I felt it when my ex-girlfriend passed away in April and I could only talk about how “my friend” had died. I felt it the other day when one of the maintenance people had to repair something in my room and took out the bolt that prevented the door from opening more than six inches. And I said (joking) “You could just leave it out.”
He reminded me that he wasn’t allowed to do that because it meant the potential for “unauthorized egress.” But the next day, when he returned to check on the door, he looked at me, shut the door without refastening the bolt that held it shut and said “Don’t sneak any boyfriends in here.” On the outside, I laughed. On the inside I cringed at the expectation of compulsory heterosexuality. In some situations it would have been safe to laugh and say “or girlfriends.” This situation isn’t one of them. And I knew it.
Life as a Secret Queer
With the exception of a couple of employees I know are gay because they dropped hints (I won’t say any more in case the wrong people read this) I’m in a place where I haven’t been in years: I’m not being my authentic self. I’m not a complete version of me. I haven’t been able to fully express to the people around me how upset I am about the overwhelming amount of anti-LGBTQ legislation that’s been passed here in Florida and all over the country this year. There’s no question it hurts to feel forced to hide this way.

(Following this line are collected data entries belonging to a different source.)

PR #37168, opened 2026-03-18
Optimize slow queries

blindpirate:
### Context

Fixes https://github.com/gradle/gradle-private/issues/4986

According to the profiling log, history queries in `CrossVersionResultsStore` and `BaseCrossBuildResultsStore` could be as slow as 70s. SQL explain showed MySQL choosing poor plans for the old SQL:

```
SELECT id, startTime, ...
FROM testExecution
WHERE testClass = ? AND testId = ? AND testProject = ?
  AND startTime >= ?
  AND (channel LIKE ? OR channel LIKE ? OR teamCityBuildId IN (?, ?))
ORDER BY startTime DESC
LIMIT ?;
```

It scans by STARTTIME and filtering 170k+ rows instead of using composite indexes.

### Solution
Replace the single OR-based filter with a `UNION DISTINCT` of two branches: one for channel patterns and one for teamCityBuildId. Each branch can use its index, avoiding the slow full scan. Then we perform an `ORDER BY` on the subquery result.

```
SELECT h.id, h.startTime, ...
FROM (
  SELECT id, startTime, ...
  FROM testExecution
  WHERE testClass = ? AND testId = ? AND testProject = ?
    AND startTime >= ?
    AND (channel LIKE ? OR channel LIKE ?)
  UNION DISTINCT
  SELECT id, startTime, ...
  FROM testExecution
  WHERE testClass = ? AND testId = ? AND testProject = ?
    AND startTime >= ?
    AND teamCityBuildId IN (?, ?)
) AS h
ORDER BY h.startTime DESC
LIMIT ?;
```

Profiling result shows that all queries are <500ms now.

### DIFF
--- a/testing/internal-performance-testing/src/main/groovy/org/gradle/performance/results/AbstractWritableResultsStore.groovy
+++ b/testing/internal-performance-testing/src/main/groovy/org/gradle/performance/results/AbstractWritableResultsStore.groovy
@@ -19,6 +19,8 @@ package org.gradle.performance.results
 import com.google.common.collect.ImmutableMap
 import groovy.transform.CompileStatic
 
+import java.sql.PreparedStatement
+import java.sql.SQLException
 import java.sql.Timestamp
 import java.time.LocalDateTime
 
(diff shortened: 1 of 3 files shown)


testing/internal-performance-testing/src/main/groovy/org/gradle/performance/fixture/CrossVersionPerformanceTestRunner.groovy
```diff
@@ -217,8 +217,8 @@ class CrossVersionPerformanceTestRunner extends PerformanceTestSpec {
         def builder = GradleBuildExperimentSpec.builder()
             .projectName(testProject)
             .displayName(displayName)
-            .warmUpCount(warmUpRuns)
-            .invocationCount(runs)
+            .warmUpCount(1)
```
blindpirate: This is for faster test, will revert before merging.

blindpirate:
@bot-gradle test PT

blindpirate:
@bot-gradle squash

But that idea of “letting in” keeps sticking with me. I’ve had a bunch of people come out to me in the last couple of years, and one of the first things I say to them is “thank you for trusting me enough to tell me that.” When it’s a kid who is coming out to me? I try to emphasize the idea that their coming out journey belongs to them, and if they want me to tell specific people, I will, but not without their permission. I’ll help them if they want, but the choice to share or not share is their own.
Queer Joy
Listening to Karamo talk about “coming out” versus “letting in” clarified why it’s so hard keeping my identity a secret. It’s not that I’m not out; it’s that I can’t let anybody in. I want to be vulnerable; to talk to people as myself. And I can’t do that. Instead, I present this fake version of me who is always on guard. Always worried about making a mistake, always terrified of the consequences.

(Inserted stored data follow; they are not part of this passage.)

PR #37172, opened 2026-03-18
Mark cc-compatibility for some artifact transforms tests

ov7a:
### Reviewing cheatsheet

- ❌ ❓**must** be fixed
- 🤔 💅 **should** be fixed
- 💭 **may** be fixed
- 🎉 celebrate happy things

### DIFF
--- a/platforms/software/dependency-management/src/integTest/groovy/org/gradle/integtests/resolve/transform/ArtifactTransformIntegrationTest.groovy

And there’s the rub: the thing that prompts people to come out in the first place is when the pain of staying in becomes greater than the fear of letting people in. But then, when you actually come out to the right people, you get to experience that rare, beautiful feeling known as queer joy. If you’ve experienced it, you know what I’m talking about. If you don’t? I don’t know… imagine your whole self expressed and embraced. Imagine being all of yourself and that being enough. More than enough. I could really use some queer joy right now. But this just isn’t the place for it.